═══ DATASET
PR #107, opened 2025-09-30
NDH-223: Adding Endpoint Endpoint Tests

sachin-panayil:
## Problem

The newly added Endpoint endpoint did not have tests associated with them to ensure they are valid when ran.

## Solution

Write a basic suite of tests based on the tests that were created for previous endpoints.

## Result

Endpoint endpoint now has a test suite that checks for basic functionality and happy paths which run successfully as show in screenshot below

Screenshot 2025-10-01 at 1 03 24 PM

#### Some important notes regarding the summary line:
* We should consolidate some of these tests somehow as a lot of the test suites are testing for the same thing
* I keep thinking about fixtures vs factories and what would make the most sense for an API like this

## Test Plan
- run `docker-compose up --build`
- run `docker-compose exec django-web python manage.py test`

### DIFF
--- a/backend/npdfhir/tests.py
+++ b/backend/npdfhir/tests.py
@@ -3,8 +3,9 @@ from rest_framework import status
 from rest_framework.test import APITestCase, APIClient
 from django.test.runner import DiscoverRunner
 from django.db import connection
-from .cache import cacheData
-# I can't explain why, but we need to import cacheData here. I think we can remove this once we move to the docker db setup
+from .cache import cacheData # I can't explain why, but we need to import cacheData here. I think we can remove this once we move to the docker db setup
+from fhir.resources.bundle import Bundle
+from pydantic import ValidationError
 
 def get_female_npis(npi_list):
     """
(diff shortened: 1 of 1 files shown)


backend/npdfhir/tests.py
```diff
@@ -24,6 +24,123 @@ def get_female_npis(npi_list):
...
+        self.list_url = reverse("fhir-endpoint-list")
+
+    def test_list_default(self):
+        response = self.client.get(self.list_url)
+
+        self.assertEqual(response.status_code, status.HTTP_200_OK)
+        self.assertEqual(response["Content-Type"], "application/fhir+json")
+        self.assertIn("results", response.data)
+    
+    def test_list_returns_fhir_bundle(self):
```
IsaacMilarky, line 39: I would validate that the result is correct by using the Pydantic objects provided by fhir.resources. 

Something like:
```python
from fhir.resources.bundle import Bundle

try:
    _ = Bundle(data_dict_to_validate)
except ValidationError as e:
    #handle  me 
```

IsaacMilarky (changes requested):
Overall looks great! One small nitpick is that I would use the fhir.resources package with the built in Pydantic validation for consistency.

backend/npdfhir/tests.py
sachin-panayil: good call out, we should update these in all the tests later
══════
═══ DATASET
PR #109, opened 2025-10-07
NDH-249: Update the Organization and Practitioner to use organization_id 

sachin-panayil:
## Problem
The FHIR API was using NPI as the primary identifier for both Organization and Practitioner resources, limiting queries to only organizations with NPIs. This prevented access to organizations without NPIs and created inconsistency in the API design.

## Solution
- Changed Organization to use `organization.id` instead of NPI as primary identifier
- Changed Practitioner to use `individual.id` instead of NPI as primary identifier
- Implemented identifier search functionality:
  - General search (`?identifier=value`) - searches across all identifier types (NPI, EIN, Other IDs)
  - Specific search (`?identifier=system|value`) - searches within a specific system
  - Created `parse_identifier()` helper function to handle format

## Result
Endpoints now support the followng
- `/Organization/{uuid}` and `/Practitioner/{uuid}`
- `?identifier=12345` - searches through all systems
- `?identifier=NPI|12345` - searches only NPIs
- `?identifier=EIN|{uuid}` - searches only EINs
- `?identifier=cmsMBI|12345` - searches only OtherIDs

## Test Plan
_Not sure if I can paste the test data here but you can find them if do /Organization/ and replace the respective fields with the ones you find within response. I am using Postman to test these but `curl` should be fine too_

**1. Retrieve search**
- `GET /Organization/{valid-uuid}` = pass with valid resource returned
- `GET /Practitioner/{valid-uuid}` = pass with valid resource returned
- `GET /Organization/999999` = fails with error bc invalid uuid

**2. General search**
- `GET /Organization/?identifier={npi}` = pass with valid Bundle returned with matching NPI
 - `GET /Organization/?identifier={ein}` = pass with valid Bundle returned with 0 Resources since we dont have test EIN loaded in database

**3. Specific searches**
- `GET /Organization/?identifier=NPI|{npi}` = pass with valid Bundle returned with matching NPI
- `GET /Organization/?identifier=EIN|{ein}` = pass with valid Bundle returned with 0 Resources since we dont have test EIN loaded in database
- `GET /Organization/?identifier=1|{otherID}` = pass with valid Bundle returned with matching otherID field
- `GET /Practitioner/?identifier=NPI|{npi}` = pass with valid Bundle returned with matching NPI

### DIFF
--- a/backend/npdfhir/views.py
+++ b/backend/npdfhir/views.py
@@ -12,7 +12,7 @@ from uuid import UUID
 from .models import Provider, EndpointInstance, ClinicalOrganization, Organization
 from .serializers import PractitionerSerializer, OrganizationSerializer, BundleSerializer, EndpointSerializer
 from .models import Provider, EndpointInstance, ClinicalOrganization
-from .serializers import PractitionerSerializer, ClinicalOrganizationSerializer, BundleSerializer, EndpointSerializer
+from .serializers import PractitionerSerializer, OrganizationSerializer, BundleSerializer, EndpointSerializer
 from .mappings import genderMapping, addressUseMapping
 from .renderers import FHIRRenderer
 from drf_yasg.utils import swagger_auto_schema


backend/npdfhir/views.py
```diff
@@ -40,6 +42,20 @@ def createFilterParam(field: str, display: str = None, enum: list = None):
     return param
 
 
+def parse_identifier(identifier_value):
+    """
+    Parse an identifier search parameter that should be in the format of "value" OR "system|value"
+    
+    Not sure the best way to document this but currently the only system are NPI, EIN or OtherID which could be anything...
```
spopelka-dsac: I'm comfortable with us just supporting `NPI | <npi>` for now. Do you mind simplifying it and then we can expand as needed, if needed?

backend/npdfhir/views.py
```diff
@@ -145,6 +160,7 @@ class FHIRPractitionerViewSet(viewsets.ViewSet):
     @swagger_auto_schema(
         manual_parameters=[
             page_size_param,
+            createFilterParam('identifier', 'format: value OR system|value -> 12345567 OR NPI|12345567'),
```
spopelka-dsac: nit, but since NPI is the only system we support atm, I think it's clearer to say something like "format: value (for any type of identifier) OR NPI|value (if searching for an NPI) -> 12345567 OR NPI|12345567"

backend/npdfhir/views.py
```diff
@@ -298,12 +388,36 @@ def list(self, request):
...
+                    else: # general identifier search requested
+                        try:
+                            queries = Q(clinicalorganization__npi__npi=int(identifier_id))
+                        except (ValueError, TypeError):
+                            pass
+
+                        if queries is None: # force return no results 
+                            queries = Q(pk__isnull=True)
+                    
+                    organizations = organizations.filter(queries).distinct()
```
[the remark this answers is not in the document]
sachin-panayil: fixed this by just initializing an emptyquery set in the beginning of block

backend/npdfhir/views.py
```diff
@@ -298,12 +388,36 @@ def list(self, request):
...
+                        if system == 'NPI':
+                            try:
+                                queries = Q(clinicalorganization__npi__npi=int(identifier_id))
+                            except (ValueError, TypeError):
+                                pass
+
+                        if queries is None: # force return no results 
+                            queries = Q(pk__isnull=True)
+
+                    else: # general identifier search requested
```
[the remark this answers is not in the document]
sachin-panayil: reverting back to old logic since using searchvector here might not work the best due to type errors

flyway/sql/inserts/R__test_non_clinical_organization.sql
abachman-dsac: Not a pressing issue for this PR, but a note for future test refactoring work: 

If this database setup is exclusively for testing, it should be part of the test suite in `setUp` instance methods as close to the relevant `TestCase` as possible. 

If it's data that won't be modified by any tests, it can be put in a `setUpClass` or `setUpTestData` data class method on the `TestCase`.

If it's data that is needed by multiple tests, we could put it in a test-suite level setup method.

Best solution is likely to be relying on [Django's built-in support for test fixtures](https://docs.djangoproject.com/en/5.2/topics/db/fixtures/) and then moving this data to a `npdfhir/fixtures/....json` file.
══════
═══ DATASET
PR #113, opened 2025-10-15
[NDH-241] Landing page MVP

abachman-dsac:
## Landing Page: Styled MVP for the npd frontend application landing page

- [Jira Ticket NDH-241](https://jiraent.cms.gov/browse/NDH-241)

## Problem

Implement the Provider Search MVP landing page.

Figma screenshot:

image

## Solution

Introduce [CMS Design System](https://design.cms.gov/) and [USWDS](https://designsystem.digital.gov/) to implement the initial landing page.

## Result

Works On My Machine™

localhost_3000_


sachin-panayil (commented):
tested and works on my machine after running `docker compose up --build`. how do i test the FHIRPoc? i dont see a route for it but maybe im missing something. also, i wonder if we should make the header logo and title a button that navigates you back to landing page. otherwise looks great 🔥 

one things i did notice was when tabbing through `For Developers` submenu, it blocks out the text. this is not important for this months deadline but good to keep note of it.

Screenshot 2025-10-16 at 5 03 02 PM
══════
HOW TO COMPLETE THIS TASK.
Lines that contain the string "keep" should be copied from the material above.

WRITTEN REPLY.
* I keep thinking about fixtures vs factories and what would make the most sense for an API like this
one things i did notice was when tabbing through `For Developers` submenu, it blocks out the text. this is not important for this months deadline but good to keep note of it.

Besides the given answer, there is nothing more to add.